Find and return every line of the data that contains the word "optimizing".

▸ DATASET EXTRACT:
———

PR #32, opened 2020-06-21
Add .gitignore

pganssle:
Picking up from #29, I think we definitely need a `.gitignore`. I agree with @FFY00 about IDE-related stuff going in global `.gitignore`, though I think my list of stuff we should ignore is longer than his.

I've started with something based on what gets generated when I run `nox` in a clean build.

### DIFF
--- a/.gitignore
+++ b/.gitignore
@@ -1,0 +1,21 @@
+# Byte-compiled / optimized / DLL files
+__pycache__/
+*.py[cod]
+
+# Distribution / packaging
+build/lib/
+dist/
+*.egg-info/
+.eggs
+
+# Documentation
+docs/srcbuild/
+
+# Testing and coverage
+.cache
+.nox/
+.mypy_cache/
+.pytest_cache
+htmlcov/
+.coverage
+coverage.xml


pganssle:
For some reason `pytest` doesn't generate any cache files for me when I run it, but I do have other projects that ignore both `.cache` and `.pytest_cache`, so that seems fine as well.

I'm also inclined to settle on one or more names for virtual environments, like `venv` and `.venv`. This is especially useful if we adopt `black`, because `black` won't try to reformat things in your `.gitignore` file, and if they aren't in there, it will try to recursively reformat all the libraries you've installed. A global ban on `venv/` wouldn't work very well if you ever try to work on the `venv` module of CPython, which at least Bernat and I are both likely to do :stuck_out_tongue:

FFY00:
I think we should run `black`, or any code formatter we might choose, on the folder in question, just like we do for `flake8`, `isort`, etc.

But feel free to add other common venv paths to `.gitignore`. I just want to put on the record I think this _might_ be a slippery slope. I am not going to block it, however.

pganssle:
Let's start with the subset of things we can obviously agree on. We can discuss the question of virtualenv names later.

PR #33, opened 2020-06-21
nox: add pytest-mock dependency

pganssle:
Without this, `nox` fails.

If we're going to have a `noxfile.py`, I think it should be used in the CI as well, so that we can expect contributors to be able to just run `nox` or `nox -s test-3.8` or whatever and it should always work.

Here's how I typically do it when I use `tox` in my projects: https://github.com/pganssle/zoneinfo/blob/4299bfd7623934acc6f27b32744b02a147912120/.github/workflows/python-tests.yml#L5-L32

I think that you'd do something similar by parameterizing over `NOXSESSION`.

### DIFF
--- a/noxfile.py
+++ b/noxfile.py
@@ -34,6 +34,6 @@ def test(session):
     htmlcov_output = os.path.join(session.virtualenv.location, 'htmlcov')
 
     session.install('.', 'importlib_metadata')
-    session.install('pytest', 'pytest-cov')
+    session.install('pytest', 'pytest-cov', 'pytest-mock')
 
     session.run('pytest', '--cov', f'--cov-report=html:{htmlcov_output}', 'tests/', *session.posargs)


FFY00:
I think I would prefeer to still have parallel jobs, which makes the CI much faster. We can add a matrix on the nox jobs.

pganssle:
The CI configuration I linked does run the tox jobs in parallel. The CI creates a separate job for each interpreter and runs the equivalent job in tox. It's easier to do with tox AFAICT, but I think I can make it work with nox easily enough.

gaborbernat:
Maybe we just use tox 😅 instead

FFY00:
With nox should be pretty easy too, I will open a PR.

Also note https://github.com/theacodes/nox/issues/334, if it gets resolved it should allow us to cache nox and make everything much faster.

pganssle:
Hm.. This might be more complicated than I would have hoped if we're going to support earlier versions of Python, since `noxfile.py` has an f-string in it.

We can either drop the f-string so that `nox` can be run from earlier interpreters or install the target Python and Python 3.8, then always invoke `nox` from Python 3.8. I feel like the second one will be harder to accomplish.

FFY00:
Just setup the standard python installation as the latest python and then set up an extra one with the target version.

pganssle:
Ugh, looks like the last version of `nox` that supported Python 2.7 did not have `python_requires`.

@FFY00 I don't think I have time to play with the CI stuff for much longer. Feel free to push stuff directly to this branch or make your own fork if you want to take over.

FFY00:
Dropped the last 2 commits in favor of #35.

gaborbernat:
IMHO these dependencies should be lower bound as it's not true will work with any version, what you're implying in the current format.

gaborbernat:
> Ugh, looks like the last version of `nox` that supported Python 2.7 did not have `python_requires`.
> 
> @FFY00 I don't think I have time to play with the CI stuff for much longer. Feel free to push stuff directly to this branch or make your own fork if you want to take over.

The more I use nox the less I like it 😅 I know I'm not impartial here being the tox maintainer but still 😟

gaborbernat:
> I think I would prefer to still have parallel jobs, which makes the CI much faster. We can add a matrix on the nox jobs.

This project CI/test suite is fast enough that IMHO at this point CI time optimization feels premature optimization, and IMHO worth optimizing for convenience and ease of use instead.

FFY00:
> IMHO these dependencies should be lower bound as it's not true will work with any version, what you're implying in the current format.

That is true, I was just have been lazy to figure out the minimum compatible version. Since pip's default behavior is to install the latest one, it hasn't been a problem.

> The more I use nox the less I like it sweat_smile I know I'm not impartial here being the tox maintainer but still worried

I like the configuration approach but I have found some sharp edges. Would https://github.com/theacodes/nox/issues/334 still happen in tox?

> This project CI/test suite is fast enough that IMHO at this point CI time optimization feels premature optimization, and IMHO worth optimizing for convenience and ease of use instead.

Well, it's just CI configuration, and I am more than happy to do it so it's not convenient. I don't think the configuration is more complex because of the parallel jobs, it's just different. The problem Paul was hitting would have happened in both scenarios, the trick here is that the lastest python installation will overwrite `/usr/bin/python`, so the python version with which we want to run nox needs to be installed last.

gaborbernat:
> I like the configuration approach but I have found some sharp edges. Would [theacodes/nox#334](https://github.com/theacodes/nox/issues/334) still happen in tox?

No idea why nox takes so slow so would be hard to tell (maybe hits pip build slow?). In general, my tox projects are fast-ish (<3s) to install build dependencies. But given how pyproject.toml works depend on your network speed. Furthermore, a better fix is to install wheels, to further speed things up. tox uses a cached environment to build the sdist, so should be faster that part than nox.

PR #36, opened 2020-06-21
codecov: disable the bot comment

### LINKED ISSUE #34: Turn off codecov comment?
Can we turn off the codecov comment bot? I find it spammy and annoying, and I can't figure out a way to prevent it from sending me e-mails every time someone pushes a commit. The status hook should be enough.

FFY00:
Closes #34

### DIFF
--- a/codecov.yml
+++ b/codecov.yml
@@ -1,2 +1,1 @@
-comment:
-  layout: 'diff'
+comment: false


gaborbernat:
I'm personally happy to keep it on, but no strong feelings.

pganssle:
If y'all really like it feel free to keep it. I cannot find a way to block it from sending e-mails, so I find it very irritating; considering we have 100% coverage on this project, if we make 100% coverage required for all PRs, the coverage comment will be kinda useless anyway — you'll either have 100% coverage and the status hook will pass, or you won't have 100% coverage and you need to look at the full coverage details _anyway_ to see exactly what lines need coverage.

But then again, I never use this thing, so I don't know how people use it.

FFY00:
The comment is just for information, it does not impact the review in any way. It is a bit annoying receiving emails every PR, so I think it's probably best to disable it to avoid annoying future contributors, right?

PR #47, opened 2020-06-24
pre-commit: use remotes and add extra checks

gaborbernat:


.github/workflows/checks.yml
```diff
@@ -3,10 +3,10 @@ name: checks
 on:
   push:
     branches:
-      - master
+    - master
   pull_request:
     branches:
-      - master
+    - master
```
FFY00, line 9: Can we keep the style? If we want to change it, it can be done in a separate PR.

.github/workflows/checks.yml
```diff
@@ -35,38 +35,9 @@ jobs:
...
-      run: |
-        pip install --upgrade pip
-        pip install isort
-        isort --version
-
-    - name: Run isort
-      run: isort --check-only --diff --recursive build
+    - uses: actions/checkout@v1
+    - uses: actions/setup-python@v1
+    - uses: pre-commit/action@v2.0.0
```
FFY00, line 43: The current style declares human-readable names for each step, and has a new line between steps.

.github/workflows/checks.yml
```diff
@@ -35,38 +35,9 @@ jobs:
       run: mypy --python-version ${{ matrix.python }} -p build
 
 
-  flake8:
+  pre-commit: # per https://github.com/pre-commit/action
```
FFY00, line 38: I do not think this comment is needed.

setup.cfg
```diff
@@ -56,3 +56,5 @@ strict = True
 line_length = 127
 lines_between_types = 1
 lines_after_imports = 2
+known_first_part = build
+known_third_party = nox,pallets_sphinx_themes,pep517,pytest,setuptools,toml
```
FFY00, line 60: Do we need to explicitly declare this? isort hasn't been giving any issues.

.github/workflows/checks.yml
gaborbernat: Just called the YAML formatter on this file and this was collateral.

.github/workflows/checks.yml
gaborbernat: I just used the suggestion of pre-commit, not sure how much value the human-readable names add, but if you really want can add them 👍

setup.cfg
gaborbernat: This makes running isort much faster because avoids the need to install these packages to discover, and makes explicit a list of used packages, so I'm personally strongly in favor it.

.github/workflows/checks.yml
gaborbernat: I think it helps with where this setup recommendation comes from 🤔

.github/workflows/checks.yml
FFY00: I never `git add file`, I always use `git add -p`.

Given this is from the yaml formatter introduced here, it is okay to have it, but please do it for the whole codebase. And preferably, in a different commit.

.github/workflows/checks.yml
FFY00: The recommendation is a simple example of how to use a github action, I don't think it adds any extra value.

.github/workflows/checks.yml
gaborbernat: > I never `git add file`, I always use `git add -p`.

Not sure how this is relevant here, but 👍 for you. I'll remove this change, no worries. I'm not of fan of different commits, so my changes will always be one-commit 🤷 per feature/bugfix.

setup.cfg
FFY00: Wouldn't `known_first_part` be enough then? `known_third_party` is just another extra place to maintain dependencies.

gaborbernat: Not it's not enough, see https://github.com/asottile/seed-isort-config#seed-isort-config for more details, @asottile can shed more light too

FFY00: Why doesn't isort have a config (possibly `first_part`) where I can say declare our packages? It feels very silly to me to add all modules we use in the config file when I can just say "threat anything other than `build` as an external module".

gaborbernat: You're free to raise the issue with isort, but that's not a thing today.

———

▸ SOLUTION BELOW:
This project CI/test suite is fast enough that IMHO at this point CI time optimization feels premature optimization, and IMHO worth optimizing for convenience and ease of use instead.
> This project CI/test suite is fast enough that IMHO at this point CI time optimization feels premature optimization, and IMHO worth optimizing for convenience and ease of use instead.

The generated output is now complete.